Ambrosia & amnesia - drinking - How To Forget The Election - Cover Story
National Review, Nov 25, 1996 by Robert H. Bork
IT WAS the worst of the worst of times and the worst of times. It was the election from hell. Our long national nightmare turned out to be only halfway over.
How can we forget, how can we take the edge off our pain (perhaps the only pain Bill Clinton does not feel)? Different strategies will occur, but one of the most promising is the judicious use of alcohol. One cannot, of course, begin the forgetting process at breakfast and continue through the day, since that would have devastating effects on one's career, marriage, and liver. The tactic is definitely recommended, however, for the early evening hours when, as you zap around the TV channels, you are all too likely to come without warning upon the Clinton visage. That can be a nasty shock to your nervous system. If you have not prepared yourself in advance, it will be too late to avoid the damage and you will totter off to bed to lie awake staring into the dark or to toss fitfully dreaming of fallen republics. Just the right amount of alcohol taken at the right time will, however, enable you to see the humor in America's having a Banana Republic government, and to fall asleep congratulating yourself on having risen above despair.
The choice of drink, however, is crucial. Wine spritzers will not do it. Here we enter upon controversial territory, and what I am about to say will doubtless be resented bitterly by some conservatives. We must face the fact, however, that these things are not mere matters of personal preference. There is no room here for alcoholic relativism. Just as there are spiritual truths, so there are spiritous truths.
Wine having been dismissed, we may also eliminate, though with less certainty, bourbon. It is sweeter than alcohol should be, and it is likely to depress and make one maudlin when confronted with the Clinton countenance. Scotch is a better bet, but it is is not a bracing drink and so lacks the capacity to tone us up in the way that we will need in these dark days. No, there is only one drink that conveys conservative correctness, spreads warmth and courage throughout one's soul, and has the additional merit of being the most delicious cocktail ever invented. I refer, of course, to the dry martini, a distinctively American invention, which Bernard DeVoto called the "supreme American gift to world culture." (Not that the world accepted the gift very eagerly: until recently the only sure way to get a decent martini in England was to go behind the bar and make it yourself. Most of the rest of the world is hopeless.)
The awful truth, however, is that the martini was on the verge of extinction. Just a few years back, no one under the age of forty drank it. Though I can hardly take full credit for the drink's resurgence, I made a contribution. When I was a judge, I used to tell my clerks, who had never tasted one, that martinis are essential to cultural conservatism. Furthermore, I described the ideal recipe. Several of them accepted my argument, with only one unfortunate result: they took to entering bars in Washington and ordering "Judge Bork martinis." This gave a somewhat false picture of life in my chambers.
Well, then, what is the description of the proper, indeed the perfect, martini? There is in this matter, as on every serious subject, a number of heresies. In the first place, a drink made with vodka is not a martini. A martini means gin. Second, olives are to be eschewed, except by people who think a martini is a type of salad.
Finally, the martini must be straight up. I recall once seeing a martini "on the rocks" and murmuring, "Oh, the horror, the horror!" Insofar as "on the rocks" indicates a form of bankruptcy, it is a perfectly accurate description of gin and vermouth on ice. There should be some small amount of water in a martini (that is inevitable in the chilling process and makes the drink smoother), but when it is served on the rocks, the amount of water keeps increasing, depriving the martini of its special tang. That is no doubt why Lowell Edmunds writes in The Silver Bullet that "the martini on the rocks is an abomination, and must be classed with fast foods, rock 'n' roll, snowmobiles, acid rain, polyester fabrics, supermarket tomatoes, and books printed on toilet paper as a symptom of anomy."

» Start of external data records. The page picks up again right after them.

PR #4738, opened 2025-02-20
Update .htaccess for Ecoportal

r0sek:
Please replace existing rewrite rule for CMECS with this one. Thank you.

### DIFF
--- a/CMECS/.htaccess
+++ b/CMECS/.htaccess
@@ -8,7 +8,9 @@
 
 RewriteEngine on
 
-#redirect terms to mmisw.org
+#redirect terms to https://ecoportal.lifewatch.eu/ontologies
 #test using https://w3id.org/CMECS/CMECS_00000389 (Geologic Substrate)
 
-RewriteRule ^(.*)$ https://mmisw.org/ont?iri=https://w3id.org/CMECS/$1 [R=302,L]
+RewriteRule ^CMECS/?$ http://ecoportal.lifewatch.eu/ontologies/CMECS [R=301,L]
+RewriteCond %{REQUEST_URI} ^.*CMECS/.*$
+RewriteRule ^.*/([^/#]+)/?$ http://ecoportal.lifewatch.eu/ontologies/CMECS/$1 [R=301,L]


CMECS/.htaccess
```diff
@@ -8,7 +8,9 @@
...
 RewriteEngine on
 
-#redirect terms to mmisw.org
+#redirect terms to https://ecoportal.lifewatch.eu/ontologies
 #test using https://w3id.org/CMECS/CMECS_00000389 (Geologic Substrate)
 
-RewriteRule ^(.*)$ https://mmisw.org/ont?iri=https://w3id.org/CMECS/$1 [R=302,L]
+RewriteRule ^CMECS/?$ http://ecoportal.lifewatch.eu/ontologies/CMECS [R=301,L]
+RewriteCond %{REQUEST_URI} ^.*CMECS/.*$
+RewriteRule ^.*/([^/#]+)/?$ http://ecoportal.lifewatch.eu/ontologies/CMECS/$1 [R=301,L]
```
davidlehn, line 16: What is the intention here?  That first rule will match https://w3id.org/CMECS/CMECS, which is usually not what people want.  The second part looks complex.  Reminder that rules are relative to the current directory.  Maybe that can be simplified to something like:
```suggestion
RewriteRule ^$ http://ecoportal.lifewatch.eu/ontologies/CMECS [R=301,L]
RewriteRule ^(.*)$ http://ecoportal.lifewatch.eu/ontologies/CMECS/$1 [R=301,L]
```
Or even send every subpath to your endpoint:
```suggestion
RewriteRule ^(.*)$ http://ecoportal.lifewatch.eu/ontologies/CMECS/$1 [R=301,L]
```

r0sek: Hello, and thank you!

Each Class in the [CMECS ontology ](https://ecoportal.lifewatch.eu/ontologies/CMECS?p=summary) has its own URL e.g., `https://w3id.org/CMECS/CMECS_00000389`. The intention is to redirect those URLs to resolve the Class page on the Ecoportal site e.g., [Geological Substrate](http://ecoportal.lifewatch.eu/ontologies/CMECS/CMECS_00000389).

I had copied and pasted autogenerated rewrite rules from the Ecoportal site but I see now that the first rule `RewriteRule ^CMECS/?$ http://ecoportal.lifewatch.eu/ontologies/CMECS [R=301,L]` probably should not be included. 

I [tested here](https://htaccess.madewithlove.com?share=6e24fd85-b977-44ca-93c1-c81bd6865469) with just
`RewriteCond %{REQUEST_URI} ^.*CMECS/.*$`
`RewriteRule ^.*/([^/#]+)/?$ http://ecoportal.lifewatch.eu/ontologies/CMECS/$1 [R=301,L]`
and the output URL does seem to correctly resolve to the expected ontology Class page.

If that seems ok to you, I will make that change and resubmit the PR. 

I also [tested your suggestion here](https://htaccess.madewithlove.com?share=298e5358-52fd-46dd-977f-6e851027b699) but that only resolves to the ontology Summary page. I had the same result with your second suggestion as well.

davidlehn: I don't have time to test at the moment.  That test site tests rules in the root dir.  This site has them in directories.  Some adjustment is needed to account for the relative nature of per-dir rules.  Let us know what you want to do. 
 Can always fix later.

r0sek: Ok thx. I now remember the same issue with the htaccess tester from an earlier change.

Would you please go ahead and merge the commit as it is, then I can go back and check with the Ecoportal admins when/if it fails. Thanks!

PR #4750, opened 2025-02-25
sco - revisions for permanent links

gioUbbiali:


dgarijo:
@gioUbbiali you are changing the case sensitivity. Is this intended?
We usually recommend avoiding capital letters in w3ids, as it messes things up in certain systems.

gioUbbiali:
Hi @dgarijo,
I just noticed I wrote in capital letters. So, for the reasons you mentioned, I am modifying the repo.
Thanks.

PR #4769, opened 2025-03-07
codemeta: properly rewrite versioned requests for json-ld

proycon:
Fixes: https://github.com/codemeta/codemeta/issues/376


proycon:
Note: this is untested so please review and test, I think it'll fix the referenced issue.

dgarijo:
Since this may make things clearer, I am approving it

Well, what is the recipe for the perfect martini? Edmunds says the proportion of gin to vermouth may range from 4:1 to 8:1. The upper end of that range is preferable, and one may even go to 10:1 (the martini that American officers called "the Montgomery" to annoy British officers with a reminder of the Field Marshall's unwillingness to fight except with overwhelming odds). Some years back a despairing producer of vermouth took out ads advocating 3:1 and asserting that "a dry martini is not a hooker of gin." Not quite, but a hooker of icy gin would be infinitely preferable to a 3:1 martini.
The three best gins, in my view, are Bombay, Bombay Sapphire, and Tanqueray, but it is possible to make a fine martini with lesser gins. Domestic vermouths are to be avoided. My favorite French vermouth is Boissicre. A piece of lemon rind is to be twisted so that lemon oil comes out of the skin. I am usually unable, however, to get enough oil to drop from the rind to the surface of the martini and so, contrary to the best practice, I place the rind in the drink. The martini should be served in a stemmed glass that has been chilled until it is as cold as possible.